Here's install pic from 2 weeks ago


----------



## Rabbid Rally Rabbit (May 5, 2013)

Nick_V08 said:


> Well based on watching the video a few times, it's installed correctly but tonight when I had car running at idle and tensioner on bottom wasn't spinning because belt wasn't touching would that mean that the tensioner is needing replaced? Car does have 69k miles... And my gf works for autonation so I can get a new tensioner for cheaper
> 
> Here's install pic from 2 weeks ago


You replace the belt with a shorter one when you installed that pulley?
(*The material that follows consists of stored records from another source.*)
PR #156, opened 2026-08-07
Slayed SIX Win32 application compatibility faults

shibco:
Adds patches 0075 through 0080: three missing exports that aborted the calling process, the upstream fix for the 11.13 window sizing regression, Motif hints for disabled windows, and a dxgi surface search that ran on every ReleaseDC.

This is not directly related to Ableton Live, and I am ABSOLUTELY ENJOYING MYSELF merging this particular commit, knowing what it means for the future of this project  :shaking_face:


ClickSentinel (approved):
Read all six patches against `base-5c23dd1c`, ran `patch-check.sh`, built the branch and read the audit, merged against `main`, then probed the built runtime for each patch with the installed runtime (main @ 0065) as the control arm. Live was not in the loop.

Nothing blocking. Build clean, audit 103/103, series applies. All six fixes verified working: 0078 sizes an 800×600 request correctly at 120 DPI where the control gives 512×384; 0077 moves the Motif functions 0x26 → 0x3e on a `WS_DISABLED` top-level, matching your trace; 0075/0080 no longer abort with `EXCEPTION_WINE_STUB`; 0076 matches an independent SHA-256 on three names; 0079 drops 40 blits per 20 frames and, worth noting, also stops an unrelated same-sized popup being overwritten — that's a correctness fix, not only cost.

pls fix:
- `0080` FIXMEs on every call to `ProcessPointerFramesInteractionContext`, the one function here that runs per frame — measured 8 calls, 8 lines under Wine's defaults. The launcher's `WINEDEBUG=-all` shields shipped sessions, direct runs get a line per frame. Fix: `if (!once++)` on that one only; suggestions below carry the hunk-header and `SERIES.sha256` companions.

minor:

- `0080` adds five exports without declarations in `include/interactioncontext.h`, while 0076 adds its own to `include/userenv.h`. Consistency only — Wine's warning set here has no `-Wmissing-declarations`.
- `build-audit.sh:74` `SERIES_GAPS[0057]` is stale; 0057 is in the series and fingerprinted on line 141. Pre-existing on main — the numbering loop only reads that array for genuinely missing numbers, so 103/103 PASS says nothing about it.
- `STAMP_ONLY` entries for 0077/0078/0079 sit before `0002`; the rest is numeric.

ClickSentinel:
Second pass at `2165d9b`, covering both commits since the posted pass at `d4ef246`. Method: full container build and audit, patch-check, declared-base merge, and the ninput probe re-run across both revisions. Patch and runtime level — no Live session.

**Every posted finding is fixed, and the measurable one was re-measured.**

The once-only guard, measured rather than read. `probe_fixme_rate.c` calls two exports four times each in one process; the sibling export is the control, since 0080 gives `AddPointerInteractionContext` a per-call FIXME and `ProcessPointerFrames` a once-only one — both arms, same binary, same debug channels. `d4ef246`: 4 and 4. `2165d9b`: **1** and 4.

The five `interactioncontext.h` declarations match the implementations and the spec arities; `ninput/tests/ninput.c` has no conflicting declaration and the header has no consumer outside ninput. `SERIES_GAPS[0057]` is gone and the gap list is now exactly the ten missing numbers. `STAMP_ONLY` is numerically ordered.

**Should fix**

And w/ 69K miles, you're only 10K from needing a belt job. Not a bad idea to get one done anyways --do the water pump while you're at it.


----------



## Nick_V08 (Aug 2, 2012)

Rabbid Rally Rabbit said:


> You replace the belt with a shorter one when you installed that pulley?
> 
> And w/ 69K miles, you're only 10K from needing a belt job. Not a bad idea to get one done anyways --do the water pump while you're at it.
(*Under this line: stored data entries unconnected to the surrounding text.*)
Issue #64, opened 2026-07-25
feature request: touchpad pinching for zooming


hameedoid:
ive tried ableton linux and it works fairly well except for the fact that i can only use ctrl+scroll to zoom

i think it would be nice if the normal trackpad shortcuts were added like pinching to zoom

thanks in advance ^_^

---
[Discord thread](https://discord.com/channels/1307779762189504602/1530636300619747593/1530636300619747593)

shibco:
Implemented about to roll out.

Issue #50, opened 2026-07-21
feature request: click & hold middle-mouse button for arrangement zooming & panning


yioannides:
In Bitwig Studio, holding the middle-mouse button and moving the mouse up, down, left and right allows the user to zoom or pan within and across the arrangement view, like so:

https://github.com/user-attachments/assets/ad521433-f587-4e0e-8ad9-eaa30024e1cd

I vaguely remember a community project called [Live Enhancement Suite](https://enhancementsuite.me/) that essentially bundled [AHK](https://www.autohotkey.com/) scripts, so it would be awesome if we could add this type of QoL feature to the middle-mouse button, cause it's pretty useless now, as-is.

Thank you!

---
[Discord thread](https://discord.com/channels/1307779762189504602/1530636124614295754/1530636124614295754)

shibco:
Also pinch to zoom gestures on trackpads

shibco:
Implemented and about to roll otu!

PR #157, opened 2026-08-08
Middle mouse 2D pan, plus macOS-level smooth mouse zoom gestures

shibco:
The title says it all
~~Fixes~~ _overdelivers_ #64 and #50


patches/0070-winex11-navigate-with-a-middle-button-drag.patch
```diff
@@ -0,0 +1,256 @@
...
++    if (!(event->state & Button2Mask))  /* the release went somewhere else */
++    {
++        middle_drag.active = FALSE;
++        return FALSE;
++    }
++
++    middle_drag.accum_x += pt.x - middle_drag.last.x;
++    middle_drag.accum_y += pt.y - middle_drag.last.y;
++    middle_drag.last = pt;
++    if (abs( middle_drag.accum_x ) > MIDDLE_DRAG_SLOP || abs( middle_drag.accum_y ) > MIDDLE_DRAG_SLOP)
```
ClickSentinel: `middle_drag_delta()` consumes the accumulator to exactly zero on every call — `WHEEL_DELTA / MIDDLE_DRAG_STEP` is 120/24 = 5, an exact integer, so no residual survives. This test therefore measures the per-motion-event step rather than distance from the press, and a drag whose every step stays under the slop scrolls *and* still replays `WM_MBUTTONDOWN`/`WM_MBUTTONUP` on release. Reproducible where motion steps are uniform: a 200 px drag in 1 px steps gives `wheel=71 (sum 1000)` **and** `mbuttondown=1`, against `mbuttondown=0` for the same distance in 8 px steps. Not reachable with a real mouse — one jitter step over 3 px anywhere in the drag latches `moved` for the rest of the gesture — so this is wrong in principle rather than reaching users. `middle_drag.origin` is already stored in the same coordinates. Verified: spurious click gone, plain middle click still reported, wheel totals byte-identical, audit 94/94, and indistinguishable from this branch in a blinded six-trial A/B in Live.

```suggestion
+    if (abs( pt.x - middle_drag.origin.x ) > MIDDLE_DRAG_SLOP || abs( pt.y - middle_drag.origin.y ) > MIDDLE_DRAG_SLOP)
```

patches/0070-winex11-navigate-with-a-middle-button-drag.patch
```diff
@@ -0,0 +1,256 @@
...
++        input.ki.dwFlags = KEYEVENTF_KEYUP;
++        NtUserSendHardwareInput( hwnd, 0, &input, 0 );
++    }
++}
++
++/***********************************************************************
++ *           middle_drag_enabled
++ *
++ * WINE_X11_MIDDLE_DRAG=navigate turns a middle-button drag into navigation
++ * input: vertical movement becomes Ctrl+wheel notches, horizontal movement
```
ClickSentinel: The code passes `control = FALSE` for both axes, and the notes record vertical zoom being dropped on 2026-08-08. `middle_drag_motion()`'s own comment block already describes the current behaviour, so the file contradicts itself — and this is the comment a reader hits first when asking what the variable does.

```suggestion
+ * input: vertical movement becomes wheel notches, horizontal movement
```

patches/0070-winex11-navigate-with-a-middle-button-drag.patch
shibco: BULLISH ON PERF GAINS

patches/0071-winex11-zoom-on-a-touchpad-pinch.patch
```diff
@@ -0,0 +1,220 @@
...
++ */
++static BOOL pinch_zoom_enabled(void)
++{
++    static int enabled = -1;
++    const char *value;
++
++    if (enabled == -1)
++    {
++        value = getenv( "WINE_X11_PINCH_ZOOM" );
++        enabled = !value || (strcmp( value, "off" ) && strcmp( value, "0" ));
```
ClickSentinel: This is a deny-list, so only exactly `off` and `0` disable the feature and every near miss silently enables it. Measured against the built runtime, reading the negotiated XInput2 version as the observable: `off` and `0` give 2.2, but `OFF`, `"off "` with a trailing space, `false`, `no` and `disabled` all give 2.4. Same shape as PR 121's `'off '` parser, and the case that bites is someone disabling the feature to A/B a bug report and getting a false negative. `middle_drag_enabled()` next door is already an allow-list and fails safe; this makes the two symmetric. Verified not to disable `on`, `1`, `notch` or the unset default.

```suggestion
+        enabled = !value || !strcmp( value, "on" ) || !strcmp( value, "1" ) || !strcmp( value, "notch" );
```

patches/SERIES.sha256
```diff
@@ -62,5 +62,7 @@ a07f7ecb2c3a568d8eeae9a42df558cea4d8e279e5bdeb0af67a6649086973f7  0062-winex11-k
 81e02eeac88e6eda5da8044cd5bf74a197b2742f77c46da54e61dbf300031bd3  0064-shell32-route-explorer-folder-open-commands-to-the-h.patch
 7931be1771a070325eb0b87f970e51f7089c216f1bad128fb5ecf504e100e005  0065-win32u-normalize-selected-fullscreen-window.patch
 4b4ca42a11539df9482e7160141be08c10e8f4b1d1c46e1ce3fa60caa0fb993a  0069-win32u-keep-selected-captioned-monitor-sized-window-resizable.patch
+dafcad12cfad452aeb9522194d2e8f07f21f154b063b250bca5c9b387832218f  0070-winex11-navigate-with-a-middle-button-drag.patch
```
ClickSentinel: The suggestions on 0070 change the patch file, so the frozen manifest has to move with it or `build-audit.sh` fails its sha check. This is the hash from a build with all three code edits applied — if it matches after you apply them, they landed exactly as written. If you take only some, skip this and run `./scripts/build-audit.sh --freeze` instead.

```suggestion
2dbda4b400eb40f607bdc6c83329ccc20919119a7c5aeaae0104c228eaa8378b  0070-winex11-navigate-with-a-middle-button-drag.patch
```

patches/SERIES.sha256
```diff
@@ -62,5 +62,7 @@ a07f7ecb2c3a568d8eeae9a42df558cea4d8e279e5bdeb0af67a6649086973f7  0062-winex11-k
...
+2651a6eb829eaf209b5453b15c315e2cb642f3545bd21dee792ad23969cdaae2  0071-winex11-zoom-on-a-touchpad-pinch.patch
```
ClickSentinel: Same for 0071, from the same build. Both manifest lines need to move together with the code suggestions.

```suggestion
15cd86b6e86dc818b4d9d28fbcf7f92441268172accca66a00ba24689ae74201  0071-winex11-zoom-on-a-touchpad-pinch.patch
```

jackson-57:
A great addition to this PR would be to make two finger panning as smooth as macOS.

shibco:
lol, i am a code master

shibco:
the user wantsa clicka da mousea :pinched_fingers:

shibco:
Fixed the serious issues discovered by the long suffering discord members. Sorry!

Also, you can now set inertia scrolling to whatever your little nerd tastes fancy:

eg:
- `WINE_X11_SCROLL_INERTIA_FRICTION=4.5 ableton-live` stops quicker, =1.5 glides longer             
- `WINE_X11_SCROLL_INERTIA_CURVE=linear` for a constant-brake feel
- `WINE_X11_SCROLL_INERTIA=off` if you're more of a stiff kinda freak

shibco:
I am actually going to redo this from scratch

shibco:
i fucka uppa da users mousa :pinched_fingers:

The pulley kit comes with the smaller belt so yes they did.

But with that bottom tensioner not touching at idle could that be the culprit causing those sounds and maybe it's just at its end now? 

If if I did the other belt, should I do water pump, bottom tensioner all together? Since pulley obviously has new belt.
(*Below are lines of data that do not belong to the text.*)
PR #169, opened 2026-08-10
smooth criminal

shibco:
xinput based
pinch to zoom
+ 2d inertia scrolling (via trackpad and mmb)

unlike my dumbass weekend version this one is more agnostic and less ignorantly written.


stickyfran:
i love your naming scheme

shibco:
We are still seeing problems with Interactions and scrolling, despite the fact that this is a fundamental rewrite of the input project. I am begining to suspect these issues exist lower in the wine stack

shibco:
looks like i was right, lmao

ClickSentinel:
Re-reviewed at `29480a0`. Patch-series and runtime level, Live not in the loop: both revisions built and kept side by side (`wine-test-169-022316d6` at 88 manifest entries, `wine-test-169-29480a0` at 91), every harness from the first pass re-run as a two-column arm. `upstream/main` is still exactly this PR's base. 0093 and 0094 were read only — this box has no relative valuators under XWayland, so ClipCursor and raw-motion paths are inert here and their instrumentation never fires.

`patch-check.sh` clean (91 manifest entries, 89 applied), build audit 117/117, registration complete for 0092/0093/0094.

## Blocking

- **An ordinary mouse wheel is dead whenever any button is held, and no setting turns it back on.** Five plain core wheel notches with the left button down, stock behaviour being 5 messages / 600 units: `022316d6` gives sum 600 on every arm; `29480a0` gives sum 0 at defaults, with `SmoothScrolling=disabled`, with all four features disabled, and with **all seven** pointer settings at their most-disabling values — while the no-button control reads sum 600 on both builds, so the probe is not blind. The suppression sits outside every gate, which is the one thing this series' patches are meant never to do, and it reverses 0090's own argument at the previous head, which cited a measurement: "sub-notch wheel with `MK_LBUTTON` set steers the control under the drag (reproduced in Live faders, 2026-08-10)". 0090's prose was rewritten to match, so the reversal is deliberate — but the Live case that motivated the original is now untested. Fix: put it behind a setting, and re-check the fader case before shipping it on.

## Should fix

- **The off switch still takes exactly one spelling, and its warning is invisible.** Re-measured at this head against the negotiated XInput2 version: `disabled` -> 2.2, while `off`, `0`, `OFF` and unset all -> 2.4 enabled, because a miss keeps a default that is on for four of the seven settings. The `unrecognized ... keeping ...` line is a plain `WARN(` on channel `x11drv` and does not survive the launcher's own `WINEDEBUG=-all,+winediag`; the sibling `warn_legacy_env_names` uses `WARN_(winediag)` and does, which is the control that makes that null a fact. Every other switch in the repo is `=off`. Fix: accept `off`/`0` as aliases and move that `WARN` to `winediag`.

## Comment only

- **The coast is now exactly one wheel notch.** Sweeping the drag length across the probe's client edge, `022316d6` emitted 735 units in 116 messages and delivered 0 / 0 / 735 / 735; `29480a0` emits 120 in 16 and delivers 120 on all four. The bounds match `BASE.txt` exactly, and the cap binds rather than the velocity — every arm hits 120 despite different drag lengths. `WHEEL_DELTA` is 120, so a fast throw coasts one notch where it previously coasted about six. Judgement call, not a defect.
- **`BASE.txt:304` still says "0078 carries the `SERVER_PROTOCOL_VERSION` bump"** though 0092 now carries a second and larger one, and 0092's own entry mentions neither the bump nor the `union message_data` growth. Same shape as the note corrected during the PR 156 review. Fix: reword both.
- **All five regenerated patches now trip `patch-check`'s formatting check** ("no blank line before the first `diff --git`" on 0072/0073/0074/0090/0091); before, only the three pre-existing offenders did. Cosmetic, but it is new noise in a check that is otherwise quiet.
- **0093 lands PR 132's fix under a new number while PR 132 is still open.** Not wrong on its own — the port is a rework, not a copy — but two open PRs now carry the same issue-122 fix, and whichever merges second conflicts.

## Held up

- 0094 defaults to `POINTER_WARP_DISABLED` and documents why ("stays disabled pending hardware validation"), which is the inert-unless-selected convention followed correctly. Its near-miss behaviour is safe too, since its default *is* the disabling value — the opposite of the other four.
- 0092's protocol bump is genuinely required, not defensive: it adds a server request (`request_handlers.h`, `request_trace.h`, `user.h`, `winstation.c`) and grows `union message_data`, and `tools/make_requests` auto-bumps on any change to the generated header, so a regenerated tree would have produced a bump on its own.
- `BASE.txt`'s count arithmetic checks: 94 numbers less 0027, 0044 and 0066-0068 = 89 files, matching the applied series and the regenerated `wine-patches: 89`.
- Registration for the three new patches is complete in all four places, including FINGERPRINTS keyed to real strings (`lost X focus to another client while clipping`, `XWayland warp emulation activated after observed failed warps`) rather than stamp-only entries.
- The residual `dist/BUILD-INFO*.txt` diff after a build is `patch-head`, `libusb-pe` and `pipeasio-unix` only — build nondeterminism, consistent with the KB's own rule that two builds of one tree differ; the counts and `patch-stack` agree.
- The 0091 fingerprint moved from `fling start velocity` to `coast start velocity` alongside the trace rename, so the audit is checking a string that still exists.

Everything above is the core X11 pointer path driven by XTEST on Xvfb. The XI2 scroll-valuator path — what a real touchpad and this box's own XWayland pointer actually use — is not reachable from XTEST and was not exercised.

ClickSentinel (approved):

For all I know it is that tensioner cause the problem..


----------



## Rabbid Rally Rabbit (May 5, 2013)

Nick_V08 said:


> But with that bottom tensioner not touching at idle could that be the culprit causing those sounds and maybe it's just at its end now? .... For all I know it is that tensioner cause the problem..


Seems like you've got your answer --you need a belt job.



Nick_V08 said:


> If if I did the other belt, should I do water pump, bottom tensioner all together? Since pulley obviously has new belt.


Yup. Tensioners, water pump, and lower belt all at the same time.


----------



## Nick_V08 (Aug 2, 2012)

Okay if I do all this now, what ALL would I need?

Top Belt
Top Tensioner
Bottom Tensioner
Water pump

Is that it? Or what am I missing? (already got coolant)


----------



## Rabbid Rally Rabbit (May 5, 2013)

Nick_V08 said:


> Okay if I do all this now, what ALL would I need?
> 
> Top Belt
> Top Tensioner
> ...


Fittings and hardware. That stuff is all one time use --I wouldn't reuse anything besides the accessories.


----------



## Nick_V08 (Aug 2, 2012)

Rabbid Rally Rabbit said:


> Fittings and hardware. That stuff is all one time use --I wouldn't reuse anything besides the accessories.


For now I'm going to just replace bottom tensioner since it's my main concern and TOP belt for maintenance wise. I don't really want to to do water pump yet or top tensioner being as they work just fine and I got no issues with them. Plus I can't afford $460 in labor I was told to replace everything at once.

I can get a new top belt, bottom tensioner from VW for $85 for BOTH being as my gf works for autonation so her discount saves me about $40.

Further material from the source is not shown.